+++ TASK MATERIAL +++

PR #593, opened 2026-09-17
Migrate nlb/nlb_service to framework & egoscale v3

pierre-emmanuelJ:
Moves the whole NLB family out of the plugin-SDKv2 provider into a single `pkg/resources/nlb` package on terraform-plugin-framework + egoscale v3, following the `security_group` / `block_storage` / `vpc` layout.

## Schema

Preserved attribute for attribute — `terraform providers schema -json` before/after reports **no cty type change** on any of the four schemas. Only flag changes (`optional` → `optional,computed` where a `Default` requires it).

Additive fixes: `labels` and `timeouts` on the `exoscale_nlb` data source, the swapped `port` / `healthcheck.port` descriptions, and `services` documented as IDs (it always held IDs, not names).

## Behaviour notes

- SDKv2 persists unset optional strings as `""`, the framework as `null`, so `description` / `uri` / `tls_sni` are normalised on read — otherwise pre-migration state produces a permanent diff.
- Updates send only the attributes that changed, with two exceptions. The load-balancer endpoint rejects an *empty* payload, so clearing `labels` goes through `ResetLoadBalancerField` rather than an update. The service endpoint requires `protocol` even when unchanged (it answers ``Invalid value `:HTTP/1.1` at 'protocol'`` otherwise, the quoted value being the server misreporting an absent field), so `protocol` and `strategy` are always sent.
- The healthcheck is always sent whole, which is what clears `uri`/`tls_sni` when they are dropped from config.
- `Create` and `Update` write only computed attributes; `Read` is the only place that refreshes everything, so API-side normalisation surfaces as drift instead of an inconsistent-result error.
- Looking up an NLB by name now goes through `FindLoadBalancer`, which errors on duplicate names instead of returning the first match (same as `vpc` / `security_group`).

## Known issue

Emptying `description` is not applied — see the `TODO(egoscale)` in `resource.go`. `UpdateLoadBalancer(Service)Request.Description` is a non-nullable `string` (unlike `UpdateVpcRequest.Description`, a `*string`), so an emptied value is never serialised, and `DELETE /load-balancer/{id}/description` returns 5xx. Sending an explicit `"description": ""` does clear it, so this is a one-line egoscale fix. Clearing `labels` works via `ResetLoadBalancerField`.

## Testing

Acceptance tests against `bg-sof-1`:

- `TestNLB` — create, update, clear labels, import NLB (`id@zone`) and service (`nlb/svc@zone`) — PASS
- `TestNlbService/DataSourceList` — PASS

Manual old→new migration, swapping provider binaries over the same state via `dev_overrides`, with state written by the pre-migration binary containing a two-element `services` set, a populated https healthcheck (`uri` + `tls_sni`), and the `""` empty-string case:

- `plan` with the new binary → **No changes.**
- `apply` a change onto that state → applied, re-plan → **No changes.**
- `state rm` + `import` of resources created by the old binary → **No changes.**

🤖 Generated with [Claude Code](https://claude.com/claude-code)


pierre-emmanuelJ:
I hold this PR until the API spec has been updated to **nullable** `description` field in update NLB call.

pkg/resources/nlb/main_test.go
```diff
@@ -0,0 +1,162 @@
...
+	"github.com/hashicorp/terraform-plugin-testing/terraform"
+
+	"github.com/exoscale/terraform-provider-exoscale/pkg/testutils"
+)
+
+func TestNlbService(t *testing.T) {
+	t.Run("DataSourceList", testListDataSource)
+}
+
+func TestNLB(t *testing.T) {
```
kobajagi, line 14: We need to merge these 2, datasource can be tested at the same time as the resource.

pkg/resources/nlb/models.go
```diff
@@ -0,0 +1,173 @@
...
+		Timeout:  types.Int64Value(hc.Timeout),
+		TLSSNI:   optionalString(hc.TlsSNI),
+		URI:      optionalString(hc.URI),
+	}
+}
+
+// optionalString returns a null value for an empty string. The SDKv2 provider
+// persisted unset optional strings as "", while the framework expects null;
+// normalising here keeps pre-migration state from producing a permanent diff.
+func optionalString(s string) types.String {
```
kobajagi: Can move to utils package.

pkg/resources/nlb/resource.go
```diff
@@ -0,0 +1,467 @@
...
+		return
+	}
+
+	nlb, err := client.GetLoadBalancer(ctx, operation.Reference.ID)
+	if err != nil {
+		resp.Diagnostics.AddError("API returned an error while fetching the created NLB", err.Error())
+		return
+	}
+
+	resp.Diagnostics.Append(applyNLB(ctx, &plan, nlb)...)
```
kobajagi: Refreshing on create (what applyNLB does) is not a good idea. Framework checks for unexpected changes in state (optional / required attributes not matching plan)  and errors out with infamous error "This is always bug in provider yadayada". Normally this doesn't happen as upstream nlb we just created matches plan, but any discrepancies (normalization of values or just a bug in the api) would throw error, instead it should allow next plan to report a drift.

kobajagi: To summarize, only set computed values in `Create` & `Update`. Only `Read` should refresh complete state (every attribute).

pkg/resources/nlb/resource.go
```diff
@@ -0,0 +1,467 @@
...
+	}
+
+	update := !plan.Name.Equal(state.Name) ||
+		!plan.Description.Equal(state.Description) ||
+		!plan.Labels.Equal(state.Labels)
+
+	// The full desired state is sent rather than just the changed fields, to
+	// match what the egoscale v2 provider did (it mutated and re-sent the whole
+	// object) and to stay consistent with the service update, where a partial
+	// request is rejected by the API.
```
kobajagi: It does not mater how v2 handles it unless there is a state drift, which there isn't in this case. Second part is also untrue: API docs state all attributes are optional and i confirmed it with cli:
```
>>> Operation: update-load-balancer
PUT /v2/load-balancer/a0c4275a-8ba6-45ea-b028-3c88b93820de HTTP/1.1
...
{"description":"rest"}
<<< HTTP/2.0 200 OK
...
```

pkg/resources/nlb/resource.go
```diff
@@ -0,0 +1,467 @@
...
+
+	nlb, err := client.GetLoadBalancer(ctx, id)
+	if err != nil {
+		resp.Diagnostics.AddError("API returned an error while fetching the updated NLB", err.Error())
+		return
+	}
+
+	plannedDescription := plan.Description
+
+	resp.Diagnostics.Append(applyNLB(ctx, &plan, nlb)...)
```
kobajagi: See my comment on `Create`, no full refresh outside of `Read`.

pkg/resources/nlb/main_test.go
pierre-emmanuelJ: https://github.com/exoscale/terraform-provider-exoscale/commit/3c2a20ba9090f66ae338fdee9bed3948739baa6c

pkg/resources/nlb/models.go
pierre-emmanuelJ: 3c2a20ba

pkg/resources/nlb/resource.go
pierre-emmanuelJ: Fixed. `Create` and `Update` now write only the computed attributes (`applyNLBComputed` / `applyServiceComputed`); the full refresh (`applyNLB` / `applyService`) is used by `Read` alone, with the reasoning in a comment on the helper.

Worth noting this also removed a workaround: I had been resetting `description` back to the planned value after the refresh specifically to dodge that error. Once Create/Update stop overwriting configured attributes, the special case disappears on its own.

pierre-emmanuelJ: 3c2a20ba

pkg/resources/nlb/resource.go
pierre-emmanuelJ: You are right on both counts, and I have dropped that reasoning entirely. Both resources now send only what changed.

Two real constraints turned up while testing it, neither of which is "partial updates are rejected":

**The load-balancer endpoint rejects an *empty* payload, not a partial one.** Every field is `omitempty`, so the step that only clears `labels` serialised to `{}` and got a 5xx. `update` is now set only when a field will actually be serialised — clearing labels goes through `ResetLoadBalancerField`, so it is not an update at all.

**The service endpoint does require `protocol`.** This one is independent of body size; it reproduces with a perfectly non-empty body:

```
PUT /v2/load-balancer/{id}/service/{sid}
{"healthcheck":{"interval":10,"mode":"tcp","port":8443,"retries":1,"timeout":5}}

400 Invalid value `:HTTP/1.1` at 'protocol' (description: `Network traffic protocol`):
    should be one of :tcp, :udp
```

The `:HTTP/1.1` is the server misreporting an absent field — it is not something the provider sends. So `protocol` and `strategy` are always included in the service payload (both always hold a value, from config or the schema default); everything else is conditional. If that is a known API bug worth fixing server-side, happy to drop the workaround and link an issue instead.

pkg/resources/nlb/resource.go
pierre-emmanuelJ: 3c2a20ba

pierre-emmanuelJ:
Pushed `3c2a20ba` addressing all six review comments — thanks, these were good catches.

Verified after the changes: `TestNLB` **PASS** (134s, all 5 steps including the merged data-source coverage), plus build / vet / gofmt / staticcheck / unit tests / docs-idempotency locally.

One correction I owe the PR description: it claimed *"the API rejects a partial update"*. That was wrong. The load-balancer endpoint accepts partial payloads and only rejects an **empty** one; separately, the service endpoint requires `protocol`. Details in the thread on `resource.go`. I will fix the PR body before this comes off hold.

pkg/resources/nlb/resource.go
pierre-emmanuelJ: Checked the OpenAPI spec and tested the hypothesis against the API. Summary: it is an API/spec mismatch, and it is **not** tied to replacing the healthcheck.

`update-load-balancer-service` in `v3/generator/source.yaml` declares `name`, `description`, `protocol`, `strategy`, `port`, `target-port`, `healthcheck` with **no `required:` list at all** (same for `load-balancer-service-healthcheck`). So egoscale generating `omitempty` everywhere is faithful to the spec — the server is what disagrees.

Ran the matrix against a live service to test @predrag's theory that replacing the healthcheck is what makes attributes required:

| body sent | result |
|---|---|
| `{"description":"…"}` | 400 `protocol` |
| `{"port":81}` | 400 `protocol` |
| `{"healthcheck":{…}}` | 400 `protocol` |
| `{"healthcheck":{…},"strategy":"round-robin"}` | 400 `protocol` |
| `{"healthcheck":{…},"protocol":"tcp"}` | 200 |
| `{"healthcheck":{…},"protocol":"tcp","strategy":"round-robin"}` | 200 |

Rows 1 and 2 carry no healthcheck and still fail, so the healthcheck theory does not hold: **`protocol` is required on every service update, unconditionally.**

Two side findings:
- **`strategy` is not required** (row 5 passes without it). I had been sending it on inference, which was wrong — narrowed to `protocol` alone in `43b77ac6`.
- The `` `:HTTP/1.1` `` in the message is the server misreporting an *absent* field, not a value the client sends. Worth fixing alongside, it sends you down the wrong path.

So either the API should honour the spec and accept a partial update, or the spec should gain `required: [protocol]`. Happy to drop the workaround and link an issue once that is decided — the comment in the code says as much.

pkg/resources/nlb/resource.go
```diff
@@ -0,0 +1,468 @@
...
+		resp.Diagnostics.AddError("API returned an error while fetching the updated NLB", err.Error())
+		return
+	}
+
+	resp.Diagnostics.Append(applyNLBComputed(&plan, nlb)...)
+	if resp.Diagnostics.HasError() {
+		return
+	}
+
+	resp.Diagnostics.Append(resp.State.Set(ctx, &plan)...)
```
kobajagi: This is a fragile pattern. It may work fine in this case because it is very simple resource, but it can also crash in non-obvious way. It also doesn't allow partial updates (saving terraform state between 2 API calls).

On Update you have plan struct and state struct. Normally you sync remote from plan, apply changes from plan struct to state struct and then save the state. Here you are using plan struct directly instead.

+++

● EXERCISE BRIEF
Send back the lines of the records word for word, from the very first through the line containing "Preserved attribute for".

● OUTPUT FOR THIS TASK
PR #593, opened 2026-09-17
Migrate nlb/nlb_service to framework & egoscale v3

pierre-emmanuelJ:
Moves the whole NLB family out of the plugin-SDKv2 provider into a single `pkg/resources/nlb` package on terraform-plugin-framework + egoscale v3, following the `security_group` / `block_storage` / `vpc` layout.

## Schema

Preserved attribute for attribute — `terraform providers schema -json` before/after reports **no cty type change** on any of the four schemas. Only flag changes (`optional` → `optional,computed` where a `Default` requires it).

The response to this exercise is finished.